Shira was born in 2015. Her father never met her mother. Her mother never knew her father. Her father had already died when her mother decided to get legal permission to release the cryogenically frozen sperm of a 25-year-old stranger to become the mother of his child. Shira lives in Ashkelon. Shira’s father left a Biological Will. A Biological Will documents the desire of a person to use or dispose of sperm, ova and embryos in case of death, incapacitation or infertility and enables people to have children in ways once inconceivable and illegal.

Inspired by the belief that having children is a human right Biological Wills help families create their biological legacy. At 35 Shira’s mom was informed by her doctor that her ovarian reserve was diminishing. She was already searching sperm banks for a donor, but the anonymity of the process made her uneasy because her child could never come to know the face of the father and risked meeting and unintentionally partnering with a half-sibling later in life.

She decided to wait anxiously for a sperm sample from a deceased man she never met but who did not wish to remain an anonymous father and for him to fertilize her solitary ovum in a hospital petri dish. Her intention was to undergo in-vitro fertilization and pray that the donor sperm would create a viable embryo. Once transferred into her uterus she hoped for a baby. These parents are part of a new ‘alternative family type’ who defy traditional configurations of life.
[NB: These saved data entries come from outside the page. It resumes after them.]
PR #1020, opened 2019-05-29
Adding TCP Keep Alive to guarantee master-slave communication after idle periods

albertowar:
Hi Locust folks!

This PR is a revive of a previous [PR 740](https://github.com/locustio/locust/pull/740) from about a year ago.

For context, the cloud infrastructure my company uses has a firewall that closes idle connections after 5 minutes. For us, that means that if we leave a test running for a while and come back to it, we are unable to control the slaves through the master UI.

If you look through the comments [PR 740](https://github.com/locustio/locust/pull/740), you can see that this is easily fixed by adding keep alive at the ZMQ socket level.

We thought that [PR 927](https://github.com/locustio/locust/pull/927) would make the change redundant but, after testing Locust 0.11.0 (which includes the change) we were able to reproduce the problem again pretty consistently.

The change got reviewed by @heyman and I believe his concerns are addressed.

Thanks for your time and sorry for the confusion!

### DIFF
--- a/.travis.yml
+++ b/.travis.yml
@@ -1,4 +1,3 @@
-sudo: false
 language: python
 cache: pip
 matrix:
@@ -6,7 +5,6 @@ matrix:
     - python: 3.7
       env: TOXENV=py37
       dist: xenial
-      sudo: true
     - python: 3.6
       env: TOXENV=py36
     - python: 3.5
--- a/.travis.yml
+++ b/.travis.yml
@@ -9,8 +9,6 @@ matrix:
       env: TOXENV=py36
     - python: 3.5
       env: TOXENV=py35
-    - python: 3.4
-      env: TOXENV=py34
     - python: 2.7
       env: TOXENV=py27
     - stage: Verify Docker image builds
--- a/Dockerfile
+++ b/Dockerfile
@@ -1,9 +1,13 @@
+FROM python:3.6.6-alpine3.8 as builder
+
+RUN apk --no-cache add g++ zeromq-dev
+RUN pip install locustio pyzmq
+
 FROM python:3.6.6-alpine3.8
 
-RUN apk --no-cache add g++ \
-      && apk --no-cache add zeromq-dev \
-      && pip install locustio pyzmq
-
+RUN apk --no-cache add zeromq-dev
+COPY --from=builder /usr/local/lib/python3.6/site-packages /usr/local/lib/python3.6/site-packages
+COPY --from=builder /usr/local/bin/locust /usr/local/bin/locust
 COPY docker_start.sh docker_start.sh
 RUN chmod +x docker_start.sh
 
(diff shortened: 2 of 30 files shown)


albertowar:
Pinging @Jonnymcc for visibility, since he made the heartbeat contribution

didip:
Our private cloud also religiously closes connections. Would be nice to have this feature as well.

Jonnymcc:
@albertowar Is this statement from the ZMQ guide not accurate then? 
"Do heartbeating on the same socket you use for messages, so your heartbeats also act as a keep-alive to stop the network connection from going stale (some firewalls can be unkind to silent connections)."
Could it be that heartbeats are only being sent to the master and nothing besides hatch message get sent from the master?

albertowar:
I'd say the recommendation from the guide (http://zguide.zeromq.org/php:chapter4) is good. However, the current implementation of heartbeats in Locust is not cutting it.

> Could it be that heartbeats are only being sent to the master and nothing besides hatch message get sent from the master?
I suspect that could be it because the issues I experienced on the UI occur when I try to send an order to the slaves (increase users, start, stop, etc).

Adding TCP Keep Alive seems trivial enough and I personally have been operating on my fork (which includes this change) for over a year without any issues.

albertowar:
@Jonnymcc, after reading the code a bit more, I think we can confirm what you suspected: https://github.com/locustio/locust/blob/master/locust/runners.py#L420

The slaves are reporting heartbeats to the master but the master is not reporting heartbeats to the slaves. Given that the communication occurs in different ports, one of the connection is kept alive by the heartbeats but the other one is being closed.

Jonnymcc:
So add a pong to the slave's ping and all is well?

albertowar:
That's definitely an approach to solve it and it could work (I would have to test it to be 100% sure). However, I am not sure if that's the most optimal way to do it.

IIRC, the current `slaves` heartbeats were added to improve the distribution of load between the slaves when some of them are missing. As a side effect, those heartbeats help to maintain one of the connections alive.

This scenario is a bit different because I **only** want to ensure the connection `master-slave` is healthy.

Implementing this at the application level (with heartbeats) is a CPU overhead (another thread doing something in the background) that is not **yet** required. It could be handy if we ever wanted the slaves to react to a dead master, but that's not a feature people have interest in (as far as I know).

If we use TCP Keep Alive, it will be handled at the transport layer, which should be more efficient CPU-wise.

albertowar:
@mbeacom, if you have time, would you mind reviewing this one as well?

mbeacom:
@albertowar It appears you have a wonky rebase.  Any chance you could squash commits here or cherry pick to another branch?

albertowar:
Will do that in a separate PR then!

albertowar:
@mbeacom I will close this one in favor of: https://github.com/locustio/locust/pull/1101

During the Second Intifada, Staff Sgt Keivan Cohen was shot during a military operation in the Gaza on August 20, 2002. His mother struggled for ten years to use her son’s sperm to impregnate a woman of her family’s choosing. In another case in 2007 the courts determined that Keivan Cohen had, indeed, wanted children, even though he had not left his will in writing and did not know the woman whom his parents would choose to raise his child.

After the 1967 War, the Israeli Demographic Centre was established to augment Jewish birth-rates. This led to the rise of state funded fertility and in-vitro fertilization (IVF) treatments. All women in Israel up to the age of 45 are eligible for unlimited funds for up to two test-tube babies and for procedures using genetic material from deceased spouses. But things become hazy when the parents of deceased persons request posthumous reproduction in order to create a living descendant.

Over the years, legal battles have arisen involving various types of wills, and a spectrum of interested parties. Some jurists and rabbis are concerned that posthumous reproduction violates the rights of the unborn child. Elsewhere on earth the worry is about the lack of adequate state and medical regulation as the procedure begins to gain global traction. Posthumous reproduction raises a wide range of legal and ethical issues that include, inter alia, the ownership of gametes, the inheritance rights and benefits of posthumously conceived children, and the social construction of families. In 2009, a Family Court in Haifa approved the ‘verbal biological will’ of Idan Snir who died of cancer at the age of 22. In 2011, the court recognized the ‘written biological will’ of Baruch Pozniansky, the father of Shira. In November of 2013, a baby girl was born to a single mother eleven years after her father’s death and the child was determined to be his legal heir.

Shira’s mom, Malka, stumbled upon a YouTube video uploaded by Julia and Vlad Pozniansky, the parents of Baruch while they were in the throes of a legal battle to obtain permission to release sperm that their 25-year-old son, Baruch, had cryogenically frozen days before dying from cancer. Baruch’s intention to preserve his sperm and have it used to inseminate a woman was described as a ‘biological will’. Malka met with Baruch’s parents and the three made a contract stipulating Malka’s use of Baruch’s sperm to have a baby. The agreement addressed the complete gamut of problems created by human interaction. After twelve months of bureaucratic delays and legal arguments to decide on the validity of Baruch’s ‘biological will’ the courts gave permission.

A central claim against posthumous reproduction is whether bringing a fatherless or motherless child into the world would harm him or her. Can an adult’s desire to give birth to an orphan have priority over the child’s basic right to two living parents? It is argued that the child may also suffer both economically and emotionally as the child may not be entitled to inherit the estate of the deceased parent and may feel that he or she is a ‘replacement’ for the deceased, serving merely as a ‘memorial’ for a late parent. Consent of the donor is a further ethical dilemma.

Even where implicit consent is not required, there are occasions in which clinicians have refused to perform the procedure on these grounds. If no proof of consent by the donor can be produced, implied consent, often in the form of prior actions, must be evident for clinicians to proceed with the extraction. The emotional, social, ethical, and legal problems rattle philosophers, bioethicist, lawyers, and priests. Some conservative rabbis view posthumous reproduction as a ‘mitzvah’, or good deed, as it allows many men to become a dad after they die.